WORLD WAR I ROTUNDA SCULPTOR
Bruce Wilder Saville
Sculptor Bruce Wilder Saville created the large bronze "Victorious Soldier" sculpture and 4 bas-relief panels that were originally part of the War Memorial Wing of the old State Museum in what is now the Cartoon Library lobby. Saville began art studies at the Boston Art Normal School and traveled to Paris to study art. At the beginning of WWI, Saville enlisted in the French Ambulance Corps and served for for a year transferring to the U.S. Army Corps of Engineers in 1917 when the US entered the war.
Saville’s military service during World War I gave him artistic insight into the emotions of war, H. Hobart Holly wrote in an article published in the Spring 1986 newsletter of the Quincy Historical Society. “His art career was then interrupted by service in World War I, an experience which undoubtedly gave him true feeling for the war memorials he would create,” Holly wrote.

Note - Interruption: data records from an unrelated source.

PR #576, opened 2021-02-04
docs: support tabs

henryiii:
This is a rough draft example of what tabs would look like. I've applied it to one place (GHA example), and the implementation is highly manual and not reusable, so will need to be improved if we want to go this way (@joerick might be able to be a lot more elegant at this than me :), or maybe there's a built-in tool somewhere (though I think we would need to support super fences, which we don't yet). Previously mentioned here: https://github.com/joerick/cibuildwheel/pull/567#issuecomment-770572043

Thoughts? [Visit the RtD PR check to view the docs, setup page](https://cibuildwheel--576.org.readthedocs.build/en/576/setup/). I've recently added tabs here: https://packaging.python.org/tutorials/packaging-projects/#configuring-metadata (though that was in sphinx).

### DIFF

After working for four years in the studios of Theo Alice Ruggles Kitson and Henry Hudson Kitson, Saville moved to Columbus, OH in 1921 where he headed Ohio State’s department of sculpture (1921-1925) and also taught a modeling class at the Columbus Art School (now CCAD) until 1925. In 1925 he returned to Boston to sculpt full-time and later moved to New York City. In the 1932 he moved to Santa Fe, New Mexico to study American Indian crafts and culture and he resided and worked there until his death in 1938 from influenza at the age of 46.
Saville has twenty-three works listed in the Smithsonian American Art Museum’s Art Inventories Catalog.